Notify the utility or other owners of the lines and tell them about the work you’re planning to perform, how long it will take, and what type of equipment is involved. In most cases, the safest approach is to ask the utility to de-energize the lines while the work is being performed. If that’s not possible, the utility may be able to install temporary protective barriers or insulation to limit the possibility that your equipment will contact the lines. If the lines will remain energized while you’re working near them, ask about the voltage that is being carried.

Always assume that all overhead lines are energized until the utility or an electrician verifies otherwise. Any line that is not energized must be properly grounded before work may be performed in the immediate area.

Safety procedures

Remember that engineering the hazard out of the task is often the safest course of action. You may be able to use an alternate approach or different equipment to reduce the risk to workers from possible contact with power lines.
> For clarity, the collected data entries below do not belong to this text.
PR #2315, opened 2024-03-28
Linux: add support for more virtual input devices

ABeltramo:
## Description

I had to rename the branch for CI to work, this is a continuation of #2261

Added support for the followings new virtual devices:
 - Nintendo Switch pro joypad
 - DualSense (PS5) joypad, including:
   - Gyroscope
   - Accelerometer
   - Touchpad
   - LED
   - Battery status
   - Force feedback? (is this supported in Moonlight already? I have to check..)
   - Microphone and Headset jack? (we should be able to plug into that as well, to be checked..)

And generally completely refactored all virtual input code using [inputtino](https://github.com/games-on-whales/inputtino) as a library

### Requirements

The DualSense implementation requires access to `/dev/uhid`, (more on this later..) this is easily done by setting the right permissions, similar to how we deal with `udev` already:

First we’ll add our user to the input group:
```
sudo usermod -a -G input $USER
```
Then we add an udev rule to allow access to /dev/uhid:
```
echo 'KERNEL=="uhid", GROUP="input", MODE="0660"' | sudo tee /etc/udev/rules.d/99-uhid.rules
```
Finally, we have to make sure that the uhid kernel module is loaded at boot:
```
echo "uhid" | sudo tee /etc/modules-load.d/uhid.conf
```

### Code details

The main file is `src/platform/linux/inputtino.cpp` I've kept the original `input.cpp` so that we can easily compare the two implementations and possibly add what's missing but the idea would be to completely replace that implementation with this. To switch from one implementation to the other you can just set the Cmake variable `-DSUNSHINE_USE_INPUTTINO=OFF`.  

Unfortunately we have to deal with `uhid` in order to properly emulate gyro, acceleration and touchpad; there's a bit of a rationale into why this is not possible with `udev` [here](https://github.com/games-on-whales/inputtino/blob/uhid-ps5/src/uhid/README.adoc). This might be a deal breaker for you guys but I hope it's not; if that's the case, we can still emulate a PS5 joypad using `udev` without supporting gyro and acceleration.  

I think bringing in `uhid` has also other benefits, since it sits at a lower level than `uinput`, we can really **emulate any kind of usb device** and possibly even completely integrate **usb over IP** if this will ever be considered as an addition to the protocol. 

As for the code itself, Inputtino has got unit tests using `libinput` for mouse, keyboard, pen and touchscreen and `SDL2` for testing joypads. These aren't complete (yet) but should cover most of the codebase.

### Future plans

 - I'd like to give it a go at implementing gyro and acceleration support for a Nintendo joypad too.
 - Ideally, since we are emulating the real joystick USB messages, this should also be a good foundation for a Windows virtual driver implementation. I know nothing about this but I'd like to do more research on it and possibly add a multiplatform implementation to inputtino. 
   - I know of the EV license and all the requirements, for some reason it's hard to convince companies to invest in this without a functioning prototype first :sweat_smile: 
 - Add support for trackpads in Moonlight? Generally it seems to not be the same as a touchscreen: it moves relatively instead of absolutely and has got different gestures.

### What's missing?

Most notably the XTest fallback that is present in `input.cpp` if this is something that is used we can easily add it here as well.  
Everything else should be implemented, please let me know if something is missing or misbeaving.

I'm probably forgetting something else..

### Issues Fixed or Closed

Might help with #1720

## Type of Change

## Checklist

## Branch Updates


ReenigneArcher:
I think for anyone to test this it will need the config ui updated to handle the options.

Should be basically this https://github.com/LizardByte/Sunshine/pull/2261#discussion_r1530351369 ... except slightly different now that localization was added (https://docs.lizardbyte.dev/projects/sunshine/en/nightly/contributing/localization.html#extraction)

Or, I could update it if you want?

ABeltramo:
Thanks for the offer!  
I have to look at how the UI works, but it shouldn't be a hard requirement since Moonlight will already tell which joypad type should be emulated. My understanding is that the UI option is only for forcing a specific type to be picked instead, but admittedly, I haven't looked at this too much.

I've been focusing on testing my real PS5 pad against the virtual one, and that's already being picked up without changing anything in the UI.

ReenigneArcher:
> My understanding is that the UI option is only for forcing a specific type to be picked instead

Yea, there's an automatic mode. I personally wouldn't be able to test anything other than Xbox using auto mode. Does Moonlight send anything other than xbox360 or ds4 though?

ABeltramo:
Yep, the 3 supported types are currently Xbox, PS and Nintendo. I've personally tested Xbox and PS whilst the Nintendo implementation has been tested by a user using Wolf (plus unit tests for all of them using SDL).  
With the force option, I should be able to test them all, I should probably work on it sooner rather than later..

src_assets/common/assets/web/public/assets/locale/en.json
```diff
@@ -158,8 +158,11 @@
     "gamepad_auto": "Automatic selection options",
     "gamepad_desc": "Choose which type of gamepad to emulate on the host",
     "gamepad_ds4": "DS4 (PS4)",
+    "gamepad_ds5": "DS5 (PS5)",
+    "gamepad_switch": "Nintendo Pro (Switch)",
     "gamepad_manual": "Manual DS4 options",
     "gamepad_x360": "X360 (Xbox 360)",
+    "gamepad_xone": "XOne (Xbox One)",
```
ABeltramo, line 165: Will the localization library automatically fallback to EN if missing or should I copy this keys also in the other json files?

src_assets/common/assets/web/config.html
```diff
@@ -147,7 +147,7 @@ <h1 class="my-4">{{ $t('config.configuration') }}</h1>
           <div class="form-text">{{ $t('config.controller_desc') }}</div>
         </div>
 
-        <!-- Emulated Gamepad Type -->
+        <!-- Emulated Gamepad Type (Windows only) -->
```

The safe work distance depends on the voltage, with the absolute minimum normally being 10 feet from the lines. The higher the voltage, the greater the distance you’ll need between the lines and the workers. A commonly used formula calls for 10 feet for all lines carrying up to 50 kilovolts (50,000 volts), with an additional 0.4 inch of distance for every additional 1,000 volts. In other words, a 72-kilovolt line would require a minimum safe distance of 10 feet, 9 inches, while a 345-kv line calls for a minimum of about 20 feet.

Workers who will use long tools or carry long objects near power lines need to be briefed on the potential risk. If such work must be conducted in an area that’s closer than the minimum safe distance, designate an employee to watch the work activities and alert employees to potentially dangerous situations. In addition, insulated tools may be available to reduce the risk.
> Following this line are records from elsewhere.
PR #2320, opened 2024-03-29
Revert "Add capture using WinRT Windows.Graphics.Capture API."

ReenigneArcher:
## Description

Reverts LizardByte/Sunshine#2149

Due to many bugs, such as:

- high cpu usage
- high ram usage
- UAC prompt not able to trigger (starting Sunshine from start menu icon)
- unable to pair new clients

These issues are likely caused by changing from MINGW64 to UCRT64, or possibly from changing from C++17 to C++20.

@tez011 FYI. I think we should break your PR into two parts, or maybe 3 parts.

1. Change from C++17 to C++20
2. Change from MINGW64 to UCRT64
3. New feature

## Type of Change
- [x] Bug fix (non-breaking change which fixes an issue)
- [ ] New feature (non-breaking change which adds functionality)
- [x] Breaking change (fix or feature that would cause existing functionality to not work as expected)
- [x] Dependency update (updates to dependencies)
- [x] Documentation update (changes to documentation)
- [x] Repository update (changes to repository files, e.g. `.github/...`)

## Checklist
- [x] My code follows the style guidelines of this project
- [x] I have performed a self-review of my own code
- [ ] I have commented my code, particularly in hard-to-understand areas
- [ ] I have added or updated the in code docstring/documentation-blocks for new or existing methods/components

## Branch Updates
LizardByte requires that branches be up-to-date before merging. This means that after any PR is merged, this branch
must be updated before it can be merged. You must also
[Allow edits from maintainers](https://docs.github.com/en/pull-requests/collaborating-with-pull-requests/working-with-forks/allowing-changes-to-a-pull-request-branch-created-from-a-fork).
- [ ] I want maintainers to keep my branch updated

PR #2149, opened 2024-02-18
Add capture using WinRT Windows.Graphics.Capture API.

tez011:
## Description
This adds a capture backend on Windows that uses the [Windows.Graphics.Capture API](https://learn.microsoft.com/en-us/windows/uwp/audio-video-camera/screen-capture). This is a more recent API that's capable of capturing the Xbox Game Bar, which the DXGI Desktop Duplication API seemingly cannot do.

To accomplish this, I used a slightly different build environment known as MSYS UCRT64. I also bumped the compilation standard to C++20 so that the GNU C++ compiler can handle the coroutine definitions present in WinRT headers. The UCRT64 and MinGW64 environment appear to be binary-compatible, and Sunshine's dependencies translate smoothly across this boundary. The build documentation in this change reflects these modifications.

This change can be enabled by setting `capture = wgc` in sunshine.conf on Windows servers. When this setting is off, no functionality change should be observable.
I've observed CPU and memory usage trends over a long streaming period and there don't appear to be any new leaks.

### Issues Fixed or Closed
Fixes #832 (manually verified)

## Type of Change
- [ ] Bug fix (non-breaking change which fixes an issue)
- [x] New feature (non-breaking change which adds functionality)
- [ ] Breaking change (fix or feature that would cause existing functionality to not work as expected)
- [x] Dependency update (updates to dependencies)
- [x] Documentation update (changes to documentation)
- [ ] Repository update (changes to repository files, e.g. `.github/...`)

## Checklist
- [x] My code follows the style guidelines of this project
- [x] I have performed a self-review of my own code
- [x] I have commented my code, particularly in hard-to-understand areas
- [x] I have added or updated the in code docstring/documentation-blocks for new or existing methods/components

## Branch Updates
LizardByte requires that branches be up-to-date before merging. This means that after any PR is merged, this branch
must be updated before it can be merged. You must also
[Allow edits from maintainers](https://docs.github.com/en/pull-requests/collaborating-with-pull-requests/working-with-forks/allowing-changes-to-a-pull-request-branch-created-from-a-fork).
- [x] I want maintainers to keep my branch updated

PR #2322, opened 2024-03-29
Use C++20.

tez011:
## Description

#2149 was reverted in #2320 and needs to be split into three changes:

- C++20 (this one!)
- UCRT64
- WGC

## Type of Change

## Checklist

## Branch Updates

### DIFF
--- a/cmake/targets/common.cmake
+++ b/cmake/targets/common.cmake
@@ -36,7 +36,7 @@ endif()
 
 target_link_libraries(sunshine ${SUNSHINE_EXTERNAL_LIBRARIES} ${EXTRA_LIBS})
 target_compile_definitions(sunshine PUBLIC ${SUNSHINE_DEFINITIONS})
-set_target_properties(sunshine PROPERTIES CXX_STANDARD 17
+set_target_properties(sunshine PROPERTIES CXX_STANDARD 20
         VERSION ${PROJECT_VERSION}
         SOVERSION ${PROJECT_VERSION_MAJOR})
 
--- a/src/network.cpp
+++ b/src/network.cpp
@@ -7,6 +7,7 @@
 #include "logging.h"
 #include "utility.h"
 #include <algorithm>
+#include <sstream>
 
 using namespace std::literals;
 
@@ -169,7 +170,9 @@ namespace net {
   addr_to_url_escaped_string(boost::asio::ip::address address) {
     address = normalize_address(address);
     if (address.is_v6()) {
-      return "["s + address.to_string() + ']';
+      std::stringstream ss;
+      ss << '[' << address.to_string() << ']';
+      return ss.str();
     }
     else {
       return address.to_string();
--- a/src/platform/linux/input.cpp
+++ b/src/platform/linux/input.cpp
@@ -1510,7 +1510,7 @@ namespace platf {
     std::stringstream ss;
     ss << std::hex << std::setfill('0');
     for (const auto &ch : str) {
-      ss << ch;
+      ss << static_cast<uint_least32_t>(ch);
     }
 
     std::string hex_unicode(ss.str());
--- a/src/platform/linux/kmsgrab.cpp
+++ b/src/platform/linux/kmsgrab.cpp
@@ -614,7 +614,7 @@ namespace platf {
         for (auto &entry : fs::directory_iterator { card_dir }) {
           auto file = entry.path().filename();
 
-          auto filestring = file.generic_u8string();
+          auto filestring = file.generic_string();
           if (filestring.size() < 4 || std::string_view { filestring }.substr(0, 4) != "card"sv) {
             continue;
           }
@@ -1641,7 +1641,7 @@ namespace platf {
     for (auto &entry : fs::directory_iterator { card_dir }) {
       auto file = entry.path().filename();
 
-      auto filestring = file.generic_u8string();
+      auto filestring = file.generic_string();
       if (std::string_view { filestring }.substr(0, 4) != "card"sv) {
         continue;
       }
--- a/src/stream.h
+++ b/src/stream.h
@@ -3,6 +3,7 @@
  * @brief todo
  */
 #pragma once
+#include <utility>
 
 #include <boost/asio.hpp>
 
--- a/.github/workflows/CI.yml
+++ b/.github/workflows/CI.yml
@@ -323,6 +323,9 @@ jobs:
           # allow newer gcc
           sudo add-apt-repository ppa:ubuntu-toolchain-r/test -y
 
+          # allow libfuse2 for appimage on 22.04
+          sudo add-apt-repository universe
+
           sudo apt-get install -y \
             build-essential \
             cmake \
@@ -338,6 +341,7 @@ jobs:
             libcurl4-openssl-dev \
             libdrm-dev \
             libevdev-dev \
+            libfuse2 \
             libminiupnpc-dev \
             libmfx-dev \
             libnotify-dev \
--- a/.github/workflows/CI.yml
+++ b/.github/workflows/CI.yml
@@ -280,7 +280,7 @@ jobs:
         include:  # package these differently
           - type: AppImage
             EXTRA_ARGS: '-DSUNSHINE_BUILD_APPIMAGE=ON'
-            dist: 20.04
+            dist: 22.04
 
     steps:
       - name: Maximize build space
--- a/src/config.cpp
+++ b/src/config.cpp
@@ -9,6 +9,7 @@
 #include <iostream>
 #include <thread>
 #include <unordered_map>
+#include <utility>
 
 #include <boost/asio.hpp>
 #include <boost/filesystem.hpp>
--- a/src/httpcommon.cpp
+++ b/src/httpcommon.cpp
@@ -7,6 +7,7 @@
 #include "process.h"
 
 #include <filesystem>
+#include <utility>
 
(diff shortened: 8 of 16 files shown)


tez011:
https://stackoverflow.com/questions/62723053/boost-log-expressions-v1-71-will-not-compile-under-c20

tez011:
I guess the linux builds are failing because boost 1.74 and c++20 don't play super well together. (1.74 *is* from 2020).

A glance at package versioning shows that our boost is pretty inconsistent between platforms and linux distributions. Windows uses 1.83 at the time of writing, Mac uses 1.81, Linux uses something between 1.74 and 1.81.

Where boost is versioned, could we bump it to 1.81?

tez011:
AppImage build fails because Ubuntu 20.04 provides only Boost 1.71, which is incompatible with C++20. https://stackoverflow.com/questions/62723053/boost-log-expressions-v1-71-will-not-compile-under-c20

There is a more recent LTS version. Could we drop 20.04? Even Debian 11 provides 1.74.

tez011:
What wonderful timing!
CI passes on my fork.

tez011:
depends on #2327

ReenigneArcher:
> depends on #2327

Merged.

src/platform/linux/input.cpp
```diff
@@ -1510,7 +1510,7 @@ namespace platf {
     std::stringstream ss;
     ss << std::hex << std::setfill('0');
     for (const auto &ch : str) {
-      ss << ch;
+      ss << static_cast<uint_least32_t>(ch);
```
tez011, line 1513: >char32_t — type for UTF-32 character representation, required to be large enough to represent any UTF-32 code unit (32 bits). It has the same size, signedness, and alignment as [std::uint_least32_t](https://en.cppreference.com/w/cpp/types/integer), but is a distinct type.
https://en.cppreference.com/w/cpp/language/types#char32_t

Therefore we should expect no data loss with a static_cast to uint_least32_t

src/platform/linux/kmsgrab.cpp
```diff
@@ -614,7 +614,7 @@ namespace platf {
         for (auto &entry : fs::directory_iterator { card_dir }) {
           auto file = entry.path().filename();
 
-          auto filestring = file.generic_u8string();
+          auto filestring = file.generic_string();
```
tez011, line 617: generic_u8string now returns `basic_string<char8_t>`. since char8_t is unsigned, this is now incompatible with `std::string_view = std::basic_string_view<char>`. Assuming this goes in with the UCRT64 change our locale is not exactly guaranteed to be utf-8 either, and the comparison we're immediately making is to an ANSI string so the u8-ness seems mostly irrelevant here. Therefore, making this change so compilation succeeds.

tez011:
Is there anything else in this pull request I should handle before it's able to be merged?

tez011:
Hi! Just waiting for testing/approval results for this pull request. This first change is fairly small so I'm hoping there aren't too many obstacles!

ReenigneArcher:
@tez011 sorry for the delays. We have a lot of open PRs. It might take a little bit before the other approvals come in. I think we are going to try to put out another patch to get a few things fixed before merging these bigger ones.

Can you rebase your branch on top of the latest nightly?

cmake/targets/common.cmake
```diff
@@ -36,7 +36,7 @@ endif()
 
 target_link_libraries(sunshine ${SUNSHINE_EXTERNAL_LIBRARIES} ${EXTRA_LIBS})
 target_compile_definitions(sunshine PUBLIC ${SUNSHINE_DEFINITIONS})
-set_target_properties(sunshine PROPERTIES CXX_STANDARD 17
+set_target_properties(sunshine PROPERTIES CXX_STANDARD 20
         VERSION ${PROJECT_VERSION}
         SOVERSION ${PROJECT_VERSION_MAJOR})
```
FrogTheFrog, line 42: Just below we have:
```
target_compile_options(sunshine PRIVATE $<$<COMPILE_LANGUAGE:CXX>:${SUNSHINE_COMPILE_OPTIONS}>;$<$<COMPILE_LANGUAGE:CUDA>:${SUNSHINE_COMPILE_OPTIONS_CUDA};-std=c++17>)
```
This either need to be changed to c++20 or removed? @ReenigneArcher do you know why we need to specify the standard explicitly again?

^ This includes here and in other files.

src/network.cpp
```diff
@@ -169,7 +170,9 @@ namespace net {
   addr_to_url_escaped_string(boost::asio::ip::address address) {
     address = normalize_address(address);
     if (address.is_v6()) {
-      return "["s + address.to_string() + ']';
+      std::stringstream ss;
```
FrogTheFrog, line 173: This change to me seems unnecessary? Why was this needed? Some reallocations might be avoided, but is it worth it?

src/platform/linux/input.cpp
FrogTheFrog, line 1513: Why are we casting? The `char32_t` is already unsigned.

src/platform/linux/kmsgrab.cpp
FrogTheFrog: Good thing is that we don't use `file.generic_string();` on Windows. Yet...

src/stream.h
```diff
@@ -3,6 +3,7 @@
  * @brief todo
  */
 #pragma once
+#include <utility>
```
FrogTheFrog, line 6: There are a lot of includes for this. Are they really needed? Especially here, in the header.

cmake/targets/common.cmake
tez011: I settled on this change after trying both options you describe. The cuda compiler doesn't support c++20.

src/stream.h
tez011: Yes. Compilation fails otherwise.

src/platform/linux/input.cpp
tez011: stringstreams don't approve of mixing type `char` and type `char32_t`. (You can try this.) This cast is done to force the stringstream to recognize that this value is a 32-bit integer and to hex it accordingly.

tez011:
```
/home/runner/work/Sunshine/Sunshine/src/platform/linux/input.cpp: In function ‘std::string platf::to_hex(const std::__cxx11::basic_string<char32_t>&)’:
/home/runner/work/Sunshine/Sunshine/src/platform/linux/input.cpp:1513:13: error: use of deleted function ‘std::basic_ostream<char, _Traits>& std::operator<<(std::basic_ostream<char, _Traits>&, char32_t) [with _Traits = std::char_traits<char>]’
 1513 |       ss << ch;
      |             ^~
In file included from /usr/include/c++/10/bits/unique_ptr.h:42,
                 from /usr/include/c++/10/bits/locale_conv.h:41,
                 from /usr/include/c++/10/locale:43,
                 from /usr/include/boost/locale/boundary/facets.hpp:17,
                 from /usr/include/boost/locale/boundary.hpp:12,
                 from /usr/include/boost/locale.hpp:11,
                 from /home/runner/work/Sunshine/Sunshine/src/platform/linux/input.cpp:21:
/usr/include/c++/10/ostream:553:5: note: declared here
  553 |     operator<<(basic_ostream<char, _Traits>&, char32_t) = delete;
      |     ^~~~~~~~
make[2]: *** [tests/CMakeFiles/test_sunshine.dir/build.make:665: tests/CMakeFiles/test_sunshine.dir/__/src/platform/linux/input.cpp.o] Error 1
make[2]: *** Waiting for unfinished jobs....
make[1]: *** [CMakeFiles/Makefile2:271: tests/CMakeFiles/test_sunshine.dir/all] Error 2
```

src/network.cpp
tez011: I seem to recall that under C++20, the return type of `boost::asio::ip::address::to_string()` changes which makes "summing" these illegal using the current syntax. I can't find the compilation error in my CI history though.

I might have been able to fix it by adding parentheses, but we use stringstreams elsewhere in sunshine (see another patch in this change), so I figured this would be fine.

src/stream.h
tez011: It seems they are needed before any boost includes, otherwise a lot of errors like this are observed:
https://github.com/tez011/Sunshine/actions/runs/8484576885/job/23247793427

If we can include a boost header in here, we can certainly include a system header above it, no?

FrogTheFrog: No problems with that, it's just that currently include state in Sunshine is a mess. For example, in this file even include `asio`, but it not used anywhere...

But that's out of scope for this PR.

FrogTheFrog:
@ReenigneArcher LGTM

cmake/targets/common.cmake
ReenigneArcher: I'm looking to bump to c++23 in https://github.com/LizardByte/Sunshine/pull/4096 and came here just to see what all was changed when bumping to 20. It looks like the bump to 23 will be quite a bit easier than the one to 20, as everything is just building right away.

It seems that with cuda we can specify the standard directly in the file name, though I'm not sure that's a good idea? https://docs.nvidia.com/cuda/cuda-compiler-driver-nvcc/index.html#std-c-03-c-11-c-14-c-17-c-20-std

It also seems that at least recent versions of cuda now support c++20. Perhaps this can be set dynamically.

Ladders are common on worksites, and many accidents occur when a ladder comes in contact with power lines. For that reason, anytime work is being performed in close proximity to power lines, crews should use ladders made of wood or other non-conductive materials.

All workers should be aware of and use appropriate personal protective equipment, such as insulated boots and gloves to reduce the risk of electrocution, and face masks when arc flash is a potential hazard. Workers should also be familiar with two important safety rules: never touch or approach fallen power lines, and never touch or grab another worker who is receiving an electrical shock. A worker who tries to do so may become part of the electric circuit and sustain injuries of his own (or even death).

Equipment considerations

When using cranes, boom trucks, dump trucks, concrete pumpers, or other equipment capable of extending vertically or horizontally, be sure to maintain safe minimum distances and use any available insulated barriers. Once again, the safest course of action is to de-energize and ground any lines in the area.

Most power line accidents involving dump trucks happen when the truck bed has been raised, so be sure that dump truck operators are aware of the locations of power lines through signage, flags on the lines, and direct instructions from supervisors. Do not allow dump trucks to move forward or backward when the bed is raised if power lines are nearby.

Finally, if equipment must be used near live lines, designate an employee to monitor distances between the power lines and the equipment. Because it can be difficult to estimate those distances, it is important that the worker focus solely on this task, rather than try to balance multiple responsibilities.

Treat power lines with the respect they deserve, and you’ll minimize the chances of devastating injuries or severe damage on your worksites. Ignore them or take their presence for granted, and you could pay a high price.